Collected data:
━━━━━━
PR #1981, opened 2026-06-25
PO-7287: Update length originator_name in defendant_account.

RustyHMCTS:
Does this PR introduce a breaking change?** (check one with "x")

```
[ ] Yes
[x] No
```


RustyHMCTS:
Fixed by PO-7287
━━━━━━
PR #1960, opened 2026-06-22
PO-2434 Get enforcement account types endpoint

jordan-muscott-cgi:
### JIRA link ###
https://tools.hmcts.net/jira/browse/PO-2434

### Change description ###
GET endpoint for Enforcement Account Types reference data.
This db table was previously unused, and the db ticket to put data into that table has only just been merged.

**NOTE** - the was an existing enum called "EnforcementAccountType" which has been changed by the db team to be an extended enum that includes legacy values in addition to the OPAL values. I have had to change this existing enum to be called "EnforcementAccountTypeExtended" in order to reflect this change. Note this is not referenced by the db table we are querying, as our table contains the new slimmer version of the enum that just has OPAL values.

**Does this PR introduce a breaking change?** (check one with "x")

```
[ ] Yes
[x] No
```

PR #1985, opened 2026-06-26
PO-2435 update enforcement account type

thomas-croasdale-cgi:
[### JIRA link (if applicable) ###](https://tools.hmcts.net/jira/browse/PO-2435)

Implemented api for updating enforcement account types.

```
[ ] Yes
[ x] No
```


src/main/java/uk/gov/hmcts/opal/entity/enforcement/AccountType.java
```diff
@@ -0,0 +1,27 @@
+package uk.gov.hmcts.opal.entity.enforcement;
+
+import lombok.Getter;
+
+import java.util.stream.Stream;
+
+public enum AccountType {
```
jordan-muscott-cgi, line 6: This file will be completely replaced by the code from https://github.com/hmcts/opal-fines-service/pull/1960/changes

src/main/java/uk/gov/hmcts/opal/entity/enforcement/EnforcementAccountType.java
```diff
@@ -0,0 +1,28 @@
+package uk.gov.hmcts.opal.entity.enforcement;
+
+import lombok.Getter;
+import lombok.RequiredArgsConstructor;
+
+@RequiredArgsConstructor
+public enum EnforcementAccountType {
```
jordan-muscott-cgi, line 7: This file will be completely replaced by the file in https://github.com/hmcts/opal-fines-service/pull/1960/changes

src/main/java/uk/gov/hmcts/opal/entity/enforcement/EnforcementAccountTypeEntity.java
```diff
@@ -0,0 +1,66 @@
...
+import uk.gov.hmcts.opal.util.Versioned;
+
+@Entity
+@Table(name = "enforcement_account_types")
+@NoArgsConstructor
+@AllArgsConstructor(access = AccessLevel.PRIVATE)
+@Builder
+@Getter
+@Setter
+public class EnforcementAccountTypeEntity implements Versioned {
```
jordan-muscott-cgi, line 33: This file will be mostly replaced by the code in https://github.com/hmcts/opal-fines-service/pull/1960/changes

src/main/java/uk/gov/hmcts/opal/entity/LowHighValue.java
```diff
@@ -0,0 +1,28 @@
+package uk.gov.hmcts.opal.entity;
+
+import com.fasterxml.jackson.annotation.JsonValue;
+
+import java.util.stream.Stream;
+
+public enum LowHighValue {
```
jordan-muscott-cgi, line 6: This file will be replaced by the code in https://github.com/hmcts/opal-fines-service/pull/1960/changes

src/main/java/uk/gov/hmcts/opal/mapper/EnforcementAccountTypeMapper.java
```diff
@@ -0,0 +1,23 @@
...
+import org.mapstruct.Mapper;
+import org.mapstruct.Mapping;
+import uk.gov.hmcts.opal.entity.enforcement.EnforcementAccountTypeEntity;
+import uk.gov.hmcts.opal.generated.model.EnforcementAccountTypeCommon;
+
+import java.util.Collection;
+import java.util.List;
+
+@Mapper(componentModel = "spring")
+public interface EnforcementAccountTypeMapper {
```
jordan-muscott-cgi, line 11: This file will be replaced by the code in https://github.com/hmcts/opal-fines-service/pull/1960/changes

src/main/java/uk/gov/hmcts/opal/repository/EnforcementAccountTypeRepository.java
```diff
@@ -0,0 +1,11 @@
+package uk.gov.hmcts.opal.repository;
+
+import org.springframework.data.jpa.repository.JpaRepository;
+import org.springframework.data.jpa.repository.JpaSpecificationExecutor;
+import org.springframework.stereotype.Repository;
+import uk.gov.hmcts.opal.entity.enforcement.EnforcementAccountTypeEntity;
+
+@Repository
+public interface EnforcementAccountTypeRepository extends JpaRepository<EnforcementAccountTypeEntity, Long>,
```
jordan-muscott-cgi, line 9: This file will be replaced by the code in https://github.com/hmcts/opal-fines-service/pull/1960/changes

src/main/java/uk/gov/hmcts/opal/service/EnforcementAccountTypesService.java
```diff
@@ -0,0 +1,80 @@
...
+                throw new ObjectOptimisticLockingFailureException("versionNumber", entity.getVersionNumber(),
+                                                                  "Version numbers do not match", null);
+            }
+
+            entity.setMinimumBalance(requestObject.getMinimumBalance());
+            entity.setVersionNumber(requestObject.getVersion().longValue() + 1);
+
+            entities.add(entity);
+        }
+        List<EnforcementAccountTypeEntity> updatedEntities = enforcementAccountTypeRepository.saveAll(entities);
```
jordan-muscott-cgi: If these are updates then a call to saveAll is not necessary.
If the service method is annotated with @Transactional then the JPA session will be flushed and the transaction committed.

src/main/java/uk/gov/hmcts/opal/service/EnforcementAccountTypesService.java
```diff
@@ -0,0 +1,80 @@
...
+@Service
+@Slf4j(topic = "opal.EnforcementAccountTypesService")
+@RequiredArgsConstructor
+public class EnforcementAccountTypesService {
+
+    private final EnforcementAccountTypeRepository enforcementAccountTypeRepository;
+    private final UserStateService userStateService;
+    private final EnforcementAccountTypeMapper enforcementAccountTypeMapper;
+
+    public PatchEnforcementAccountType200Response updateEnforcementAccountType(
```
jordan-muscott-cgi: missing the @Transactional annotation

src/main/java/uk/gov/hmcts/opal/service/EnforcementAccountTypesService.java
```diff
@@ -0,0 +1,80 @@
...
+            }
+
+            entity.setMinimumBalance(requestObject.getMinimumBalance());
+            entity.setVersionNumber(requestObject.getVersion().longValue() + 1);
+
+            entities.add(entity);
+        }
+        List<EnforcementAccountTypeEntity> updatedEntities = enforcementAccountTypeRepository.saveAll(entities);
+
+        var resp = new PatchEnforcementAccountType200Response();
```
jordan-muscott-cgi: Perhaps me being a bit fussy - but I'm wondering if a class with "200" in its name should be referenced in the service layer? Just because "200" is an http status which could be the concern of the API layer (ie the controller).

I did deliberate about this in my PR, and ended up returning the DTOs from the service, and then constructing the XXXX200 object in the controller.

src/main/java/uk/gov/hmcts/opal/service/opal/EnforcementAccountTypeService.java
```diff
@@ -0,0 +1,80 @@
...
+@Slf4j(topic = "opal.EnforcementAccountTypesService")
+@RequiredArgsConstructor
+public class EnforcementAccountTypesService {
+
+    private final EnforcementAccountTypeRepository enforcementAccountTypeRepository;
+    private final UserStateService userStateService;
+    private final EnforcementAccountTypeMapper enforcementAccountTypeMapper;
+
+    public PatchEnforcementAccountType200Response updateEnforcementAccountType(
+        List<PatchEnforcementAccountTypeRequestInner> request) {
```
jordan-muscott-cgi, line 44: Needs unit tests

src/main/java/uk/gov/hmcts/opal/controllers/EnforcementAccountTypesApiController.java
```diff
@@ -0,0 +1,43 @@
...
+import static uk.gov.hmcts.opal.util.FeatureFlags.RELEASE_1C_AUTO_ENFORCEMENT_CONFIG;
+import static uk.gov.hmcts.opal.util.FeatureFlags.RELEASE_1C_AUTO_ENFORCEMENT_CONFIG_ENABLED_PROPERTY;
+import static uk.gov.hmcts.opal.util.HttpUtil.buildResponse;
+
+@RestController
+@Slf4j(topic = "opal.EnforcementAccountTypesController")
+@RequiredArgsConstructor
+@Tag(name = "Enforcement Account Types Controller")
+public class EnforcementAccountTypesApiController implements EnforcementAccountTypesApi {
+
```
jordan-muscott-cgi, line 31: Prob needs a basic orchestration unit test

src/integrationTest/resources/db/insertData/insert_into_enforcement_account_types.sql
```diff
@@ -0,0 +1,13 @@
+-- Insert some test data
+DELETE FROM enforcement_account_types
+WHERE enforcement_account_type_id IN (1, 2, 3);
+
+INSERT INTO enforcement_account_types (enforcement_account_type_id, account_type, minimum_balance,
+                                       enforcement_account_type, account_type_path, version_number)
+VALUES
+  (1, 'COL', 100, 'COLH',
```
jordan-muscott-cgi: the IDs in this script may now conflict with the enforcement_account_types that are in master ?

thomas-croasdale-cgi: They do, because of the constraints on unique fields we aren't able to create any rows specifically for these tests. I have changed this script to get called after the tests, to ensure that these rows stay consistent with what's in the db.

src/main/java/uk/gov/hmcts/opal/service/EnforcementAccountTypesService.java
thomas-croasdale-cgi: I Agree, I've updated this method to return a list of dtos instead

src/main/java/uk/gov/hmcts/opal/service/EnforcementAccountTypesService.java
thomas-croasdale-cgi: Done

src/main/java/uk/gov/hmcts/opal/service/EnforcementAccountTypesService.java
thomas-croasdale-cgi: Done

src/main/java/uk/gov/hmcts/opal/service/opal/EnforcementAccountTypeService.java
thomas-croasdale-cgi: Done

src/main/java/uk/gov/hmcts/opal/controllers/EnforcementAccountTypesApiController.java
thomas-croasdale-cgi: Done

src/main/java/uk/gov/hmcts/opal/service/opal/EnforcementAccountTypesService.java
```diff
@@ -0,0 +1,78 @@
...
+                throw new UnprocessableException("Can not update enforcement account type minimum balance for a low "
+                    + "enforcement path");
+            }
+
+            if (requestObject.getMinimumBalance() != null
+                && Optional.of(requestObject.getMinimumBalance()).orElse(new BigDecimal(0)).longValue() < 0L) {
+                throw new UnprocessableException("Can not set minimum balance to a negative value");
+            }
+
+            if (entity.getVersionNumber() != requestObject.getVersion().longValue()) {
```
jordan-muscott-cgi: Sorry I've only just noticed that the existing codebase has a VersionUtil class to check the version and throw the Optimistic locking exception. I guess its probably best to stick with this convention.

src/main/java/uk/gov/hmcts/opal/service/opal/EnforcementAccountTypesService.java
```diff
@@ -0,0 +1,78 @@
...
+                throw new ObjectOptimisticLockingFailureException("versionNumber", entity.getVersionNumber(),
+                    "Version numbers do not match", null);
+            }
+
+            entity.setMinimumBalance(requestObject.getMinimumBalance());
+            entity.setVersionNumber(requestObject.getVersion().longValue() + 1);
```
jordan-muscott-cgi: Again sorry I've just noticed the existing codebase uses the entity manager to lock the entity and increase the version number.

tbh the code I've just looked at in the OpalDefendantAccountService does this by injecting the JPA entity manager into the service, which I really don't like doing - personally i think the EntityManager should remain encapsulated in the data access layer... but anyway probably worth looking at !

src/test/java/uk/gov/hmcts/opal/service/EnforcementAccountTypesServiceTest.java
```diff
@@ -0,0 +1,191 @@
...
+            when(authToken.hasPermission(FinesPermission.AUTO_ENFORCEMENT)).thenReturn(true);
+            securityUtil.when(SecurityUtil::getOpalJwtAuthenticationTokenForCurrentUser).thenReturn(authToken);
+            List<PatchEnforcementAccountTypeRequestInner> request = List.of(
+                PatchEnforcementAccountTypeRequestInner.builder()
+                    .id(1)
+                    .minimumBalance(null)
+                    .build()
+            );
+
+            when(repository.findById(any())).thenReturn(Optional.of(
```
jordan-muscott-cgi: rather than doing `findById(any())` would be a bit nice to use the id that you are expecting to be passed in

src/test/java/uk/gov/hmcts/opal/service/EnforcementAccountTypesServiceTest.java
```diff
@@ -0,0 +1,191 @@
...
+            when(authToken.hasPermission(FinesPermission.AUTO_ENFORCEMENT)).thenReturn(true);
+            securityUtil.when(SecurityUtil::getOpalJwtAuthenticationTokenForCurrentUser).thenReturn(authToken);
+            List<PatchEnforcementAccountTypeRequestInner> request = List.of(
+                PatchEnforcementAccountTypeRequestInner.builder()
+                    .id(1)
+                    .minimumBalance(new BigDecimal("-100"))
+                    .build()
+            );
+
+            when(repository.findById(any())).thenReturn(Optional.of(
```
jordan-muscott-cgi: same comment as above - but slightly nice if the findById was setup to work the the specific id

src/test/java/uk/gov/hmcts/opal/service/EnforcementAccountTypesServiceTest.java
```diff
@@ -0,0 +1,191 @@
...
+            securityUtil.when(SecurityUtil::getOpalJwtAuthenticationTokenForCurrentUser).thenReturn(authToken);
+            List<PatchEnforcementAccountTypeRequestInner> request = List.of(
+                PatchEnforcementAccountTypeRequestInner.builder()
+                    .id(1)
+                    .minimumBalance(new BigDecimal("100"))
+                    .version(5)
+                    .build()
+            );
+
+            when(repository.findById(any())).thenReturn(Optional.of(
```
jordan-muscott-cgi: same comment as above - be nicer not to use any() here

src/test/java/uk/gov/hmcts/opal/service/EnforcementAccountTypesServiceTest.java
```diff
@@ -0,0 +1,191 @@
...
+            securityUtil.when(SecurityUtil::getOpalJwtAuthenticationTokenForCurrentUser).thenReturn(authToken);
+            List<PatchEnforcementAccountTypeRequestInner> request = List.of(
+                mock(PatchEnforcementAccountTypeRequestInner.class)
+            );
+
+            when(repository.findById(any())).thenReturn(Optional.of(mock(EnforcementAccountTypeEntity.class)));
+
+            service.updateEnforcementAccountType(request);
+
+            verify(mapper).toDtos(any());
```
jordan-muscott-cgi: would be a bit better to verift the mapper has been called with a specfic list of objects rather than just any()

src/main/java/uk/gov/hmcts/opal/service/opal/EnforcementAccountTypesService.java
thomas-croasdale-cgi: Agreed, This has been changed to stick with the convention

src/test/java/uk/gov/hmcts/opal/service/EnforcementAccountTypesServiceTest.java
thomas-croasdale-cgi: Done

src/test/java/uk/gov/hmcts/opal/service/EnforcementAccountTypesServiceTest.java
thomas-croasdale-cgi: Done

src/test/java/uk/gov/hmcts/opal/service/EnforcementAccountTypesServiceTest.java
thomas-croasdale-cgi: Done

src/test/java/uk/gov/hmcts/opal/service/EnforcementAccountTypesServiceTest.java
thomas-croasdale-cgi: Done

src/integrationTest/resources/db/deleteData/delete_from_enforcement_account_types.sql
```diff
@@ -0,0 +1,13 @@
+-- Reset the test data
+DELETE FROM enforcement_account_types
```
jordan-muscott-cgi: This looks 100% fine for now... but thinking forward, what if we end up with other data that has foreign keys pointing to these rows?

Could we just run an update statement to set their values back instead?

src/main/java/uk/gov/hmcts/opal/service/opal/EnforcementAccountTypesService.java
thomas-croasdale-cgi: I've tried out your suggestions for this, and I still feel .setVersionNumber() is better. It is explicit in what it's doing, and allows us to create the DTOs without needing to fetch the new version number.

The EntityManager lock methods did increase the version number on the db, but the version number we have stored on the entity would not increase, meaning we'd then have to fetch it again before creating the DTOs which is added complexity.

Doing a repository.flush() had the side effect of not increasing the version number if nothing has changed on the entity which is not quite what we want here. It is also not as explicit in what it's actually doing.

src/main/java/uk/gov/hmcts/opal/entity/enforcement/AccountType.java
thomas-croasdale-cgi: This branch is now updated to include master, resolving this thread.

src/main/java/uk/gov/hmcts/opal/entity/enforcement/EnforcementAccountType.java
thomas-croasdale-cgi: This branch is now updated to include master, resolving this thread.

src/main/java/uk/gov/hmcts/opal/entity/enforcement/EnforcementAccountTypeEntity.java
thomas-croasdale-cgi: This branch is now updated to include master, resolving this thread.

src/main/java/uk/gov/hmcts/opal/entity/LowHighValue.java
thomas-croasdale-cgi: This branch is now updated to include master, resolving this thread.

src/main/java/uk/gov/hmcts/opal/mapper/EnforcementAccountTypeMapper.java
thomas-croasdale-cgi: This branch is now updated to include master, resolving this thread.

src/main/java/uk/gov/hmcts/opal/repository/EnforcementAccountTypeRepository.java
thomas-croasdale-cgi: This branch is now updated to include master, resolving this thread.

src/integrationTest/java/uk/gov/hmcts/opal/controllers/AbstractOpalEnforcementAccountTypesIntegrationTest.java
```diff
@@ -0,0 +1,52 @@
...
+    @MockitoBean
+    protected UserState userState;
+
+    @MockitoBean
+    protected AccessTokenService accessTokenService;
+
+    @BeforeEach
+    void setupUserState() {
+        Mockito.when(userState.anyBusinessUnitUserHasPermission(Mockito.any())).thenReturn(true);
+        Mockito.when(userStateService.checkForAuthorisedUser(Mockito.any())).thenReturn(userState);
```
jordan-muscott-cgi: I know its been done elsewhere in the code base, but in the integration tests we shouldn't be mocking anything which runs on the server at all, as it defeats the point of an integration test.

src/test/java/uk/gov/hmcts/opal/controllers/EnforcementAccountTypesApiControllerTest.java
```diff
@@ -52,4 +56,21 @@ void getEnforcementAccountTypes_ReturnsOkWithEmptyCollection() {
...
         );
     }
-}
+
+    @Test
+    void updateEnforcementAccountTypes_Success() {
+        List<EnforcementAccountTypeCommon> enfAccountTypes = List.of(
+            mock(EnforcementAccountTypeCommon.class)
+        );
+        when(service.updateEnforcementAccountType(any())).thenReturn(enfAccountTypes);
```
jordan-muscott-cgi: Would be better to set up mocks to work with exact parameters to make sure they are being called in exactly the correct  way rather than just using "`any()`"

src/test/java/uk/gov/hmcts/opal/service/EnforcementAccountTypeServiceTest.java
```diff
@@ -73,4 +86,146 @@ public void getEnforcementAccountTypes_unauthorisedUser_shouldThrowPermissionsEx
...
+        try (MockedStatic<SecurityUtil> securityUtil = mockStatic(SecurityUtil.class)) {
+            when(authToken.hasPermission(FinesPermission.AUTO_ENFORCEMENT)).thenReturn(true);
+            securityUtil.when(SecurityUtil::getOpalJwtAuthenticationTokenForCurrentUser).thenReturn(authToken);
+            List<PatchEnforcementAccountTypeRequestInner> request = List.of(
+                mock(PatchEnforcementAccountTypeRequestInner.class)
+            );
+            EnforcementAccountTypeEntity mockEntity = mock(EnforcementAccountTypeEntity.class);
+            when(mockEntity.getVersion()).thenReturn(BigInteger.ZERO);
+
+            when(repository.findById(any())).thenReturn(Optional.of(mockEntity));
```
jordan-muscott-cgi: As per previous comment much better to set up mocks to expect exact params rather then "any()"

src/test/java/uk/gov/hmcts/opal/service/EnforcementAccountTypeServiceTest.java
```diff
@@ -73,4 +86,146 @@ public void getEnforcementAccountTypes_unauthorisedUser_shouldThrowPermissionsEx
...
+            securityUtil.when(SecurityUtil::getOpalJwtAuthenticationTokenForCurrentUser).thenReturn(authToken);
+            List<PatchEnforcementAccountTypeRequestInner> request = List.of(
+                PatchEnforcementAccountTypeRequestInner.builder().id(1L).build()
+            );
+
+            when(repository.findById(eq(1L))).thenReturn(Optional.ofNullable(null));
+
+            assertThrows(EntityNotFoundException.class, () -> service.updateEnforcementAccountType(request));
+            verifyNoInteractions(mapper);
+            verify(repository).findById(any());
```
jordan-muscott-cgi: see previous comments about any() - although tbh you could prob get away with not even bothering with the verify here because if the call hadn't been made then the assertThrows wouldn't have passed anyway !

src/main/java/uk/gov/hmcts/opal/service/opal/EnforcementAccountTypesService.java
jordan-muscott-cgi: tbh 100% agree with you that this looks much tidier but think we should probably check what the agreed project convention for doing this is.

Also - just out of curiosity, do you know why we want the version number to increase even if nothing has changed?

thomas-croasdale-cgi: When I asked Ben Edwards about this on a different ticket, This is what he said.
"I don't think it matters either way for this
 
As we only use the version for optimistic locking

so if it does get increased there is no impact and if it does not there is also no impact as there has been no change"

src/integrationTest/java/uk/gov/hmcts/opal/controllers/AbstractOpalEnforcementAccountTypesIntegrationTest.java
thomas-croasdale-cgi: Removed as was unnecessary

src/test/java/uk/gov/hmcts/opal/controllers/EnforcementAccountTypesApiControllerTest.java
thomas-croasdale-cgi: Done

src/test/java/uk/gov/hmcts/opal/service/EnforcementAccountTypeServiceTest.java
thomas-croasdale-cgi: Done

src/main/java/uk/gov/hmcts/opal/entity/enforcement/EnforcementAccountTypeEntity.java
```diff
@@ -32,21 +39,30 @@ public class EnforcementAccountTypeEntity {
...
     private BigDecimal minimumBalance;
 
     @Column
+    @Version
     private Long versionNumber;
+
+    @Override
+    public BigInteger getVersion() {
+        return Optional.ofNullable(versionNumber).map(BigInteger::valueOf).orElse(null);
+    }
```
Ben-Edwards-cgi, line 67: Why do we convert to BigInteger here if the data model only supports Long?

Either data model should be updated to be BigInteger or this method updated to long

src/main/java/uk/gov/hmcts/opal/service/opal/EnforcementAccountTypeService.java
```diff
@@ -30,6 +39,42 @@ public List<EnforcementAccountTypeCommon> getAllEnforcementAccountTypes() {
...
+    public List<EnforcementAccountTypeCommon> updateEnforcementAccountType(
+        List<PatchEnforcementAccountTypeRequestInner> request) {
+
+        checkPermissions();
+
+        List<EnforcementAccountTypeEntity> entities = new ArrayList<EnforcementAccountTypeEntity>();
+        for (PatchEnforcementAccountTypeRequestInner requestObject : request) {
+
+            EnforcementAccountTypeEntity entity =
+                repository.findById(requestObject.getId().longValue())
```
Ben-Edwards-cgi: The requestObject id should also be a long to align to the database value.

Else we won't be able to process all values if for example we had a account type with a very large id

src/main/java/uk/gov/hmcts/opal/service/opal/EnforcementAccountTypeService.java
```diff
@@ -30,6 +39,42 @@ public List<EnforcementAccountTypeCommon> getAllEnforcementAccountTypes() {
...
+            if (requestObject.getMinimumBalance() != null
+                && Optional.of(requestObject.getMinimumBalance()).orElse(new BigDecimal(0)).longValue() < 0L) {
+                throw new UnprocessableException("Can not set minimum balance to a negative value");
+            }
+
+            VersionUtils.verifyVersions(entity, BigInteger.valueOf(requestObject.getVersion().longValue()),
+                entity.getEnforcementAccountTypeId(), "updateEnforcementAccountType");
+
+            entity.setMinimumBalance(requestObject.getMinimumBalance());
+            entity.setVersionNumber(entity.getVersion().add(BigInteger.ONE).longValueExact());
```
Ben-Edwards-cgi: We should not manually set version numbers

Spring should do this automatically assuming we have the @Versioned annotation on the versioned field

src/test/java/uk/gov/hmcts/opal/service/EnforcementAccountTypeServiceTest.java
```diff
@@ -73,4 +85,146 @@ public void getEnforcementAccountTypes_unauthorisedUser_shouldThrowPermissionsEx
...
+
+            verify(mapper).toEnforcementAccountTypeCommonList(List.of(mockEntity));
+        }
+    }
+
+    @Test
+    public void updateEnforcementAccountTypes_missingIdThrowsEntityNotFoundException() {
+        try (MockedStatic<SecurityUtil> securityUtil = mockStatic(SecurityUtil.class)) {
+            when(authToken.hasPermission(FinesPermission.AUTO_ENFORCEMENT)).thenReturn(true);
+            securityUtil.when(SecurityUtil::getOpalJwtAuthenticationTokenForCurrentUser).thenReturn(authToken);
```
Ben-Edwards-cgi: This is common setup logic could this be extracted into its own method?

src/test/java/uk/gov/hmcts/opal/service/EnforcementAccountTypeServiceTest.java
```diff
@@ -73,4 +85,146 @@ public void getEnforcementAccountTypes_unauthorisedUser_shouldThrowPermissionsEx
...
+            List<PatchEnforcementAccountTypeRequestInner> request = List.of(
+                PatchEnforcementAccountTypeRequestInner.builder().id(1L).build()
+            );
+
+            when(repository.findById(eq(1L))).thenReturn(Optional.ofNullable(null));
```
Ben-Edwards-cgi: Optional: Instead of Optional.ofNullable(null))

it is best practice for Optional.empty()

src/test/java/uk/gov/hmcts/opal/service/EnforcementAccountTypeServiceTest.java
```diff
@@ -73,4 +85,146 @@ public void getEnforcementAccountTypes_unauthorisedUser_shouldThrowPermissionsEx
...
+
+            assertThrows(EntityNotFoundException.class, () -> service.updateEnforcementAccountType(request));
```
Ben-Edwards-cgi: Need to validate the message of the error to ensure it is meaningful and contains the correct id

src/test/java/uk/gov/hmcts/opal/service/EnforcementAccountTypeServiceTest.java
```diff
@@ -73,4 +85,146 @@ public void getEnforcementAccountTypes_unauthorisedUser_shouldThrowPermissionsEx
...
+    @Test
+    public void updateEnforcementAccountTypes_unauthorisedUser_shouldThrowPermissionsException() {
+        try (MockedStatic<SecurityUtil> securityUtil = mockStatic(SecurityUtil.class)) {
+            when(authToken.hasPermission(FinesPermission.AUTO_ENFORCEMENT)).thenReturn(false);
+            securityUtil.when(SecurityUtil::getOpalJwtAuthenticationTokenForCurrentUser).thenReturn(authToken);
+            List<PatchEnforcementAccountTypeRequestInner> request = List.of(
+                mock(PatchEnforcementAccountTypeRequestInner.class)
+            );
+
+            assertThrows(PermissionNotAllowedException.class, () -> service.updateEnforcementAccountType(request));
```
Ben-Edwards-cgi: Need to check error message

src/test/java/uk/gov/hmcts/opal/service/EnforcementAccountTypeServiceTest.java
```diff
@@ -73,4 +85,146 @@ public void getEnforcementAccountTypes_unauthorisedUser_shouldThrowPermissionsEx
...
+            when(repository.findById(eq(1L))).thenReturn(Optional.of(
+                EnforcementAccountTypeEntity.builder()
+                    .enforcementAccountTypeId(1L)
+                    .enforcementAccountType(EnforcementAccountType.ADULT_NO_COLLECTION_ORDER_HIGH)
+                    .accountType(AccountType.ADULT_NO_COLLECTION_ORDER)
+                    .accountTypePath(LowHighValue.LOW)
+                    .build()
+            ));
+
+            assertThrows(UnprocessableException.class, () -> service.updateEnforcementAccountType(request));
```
━━━━━━
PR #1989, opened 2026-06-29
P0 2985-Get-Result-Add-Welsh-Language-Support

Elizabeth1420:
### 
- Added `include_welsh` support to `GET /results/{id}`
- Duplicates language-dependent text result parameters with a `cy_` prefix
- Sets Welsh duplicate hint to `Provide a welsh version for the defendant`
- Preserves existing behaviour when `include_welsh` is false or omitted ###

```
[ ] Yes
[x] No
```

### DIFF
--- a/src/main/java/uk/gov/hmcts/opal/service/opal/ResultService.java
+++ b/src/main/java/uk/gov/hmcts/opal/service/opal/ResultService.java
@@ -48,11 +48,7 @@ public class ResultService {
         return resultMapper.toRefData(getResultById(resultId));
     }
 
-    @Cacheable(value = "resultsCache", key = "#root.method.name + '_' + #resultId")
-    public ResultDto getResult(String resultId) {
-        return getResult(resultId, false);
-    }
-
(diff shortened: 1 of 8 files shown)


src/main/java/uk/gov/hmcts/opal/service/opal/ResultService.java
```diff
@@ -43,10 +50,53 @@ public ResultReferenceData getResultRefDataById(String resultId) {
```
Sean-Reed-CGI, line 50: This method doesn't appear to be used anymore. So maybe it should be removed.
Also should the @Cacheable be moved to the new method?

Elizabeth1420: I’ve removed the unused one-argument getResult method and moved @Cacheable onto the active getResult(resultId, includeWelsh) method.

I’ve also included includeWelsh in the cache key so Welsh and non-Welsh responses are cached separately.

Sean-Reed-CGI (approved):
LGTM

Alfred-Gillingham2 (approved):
━━━━━━
§ **REQUIREMENT**:
Only lines that contain the string "match" count; pick each one out of the records and copy it.

§ **ANSWER SPACE**:
+                                                                  "Version numbers do not match", null);
+                    "Version numbers do not match", null);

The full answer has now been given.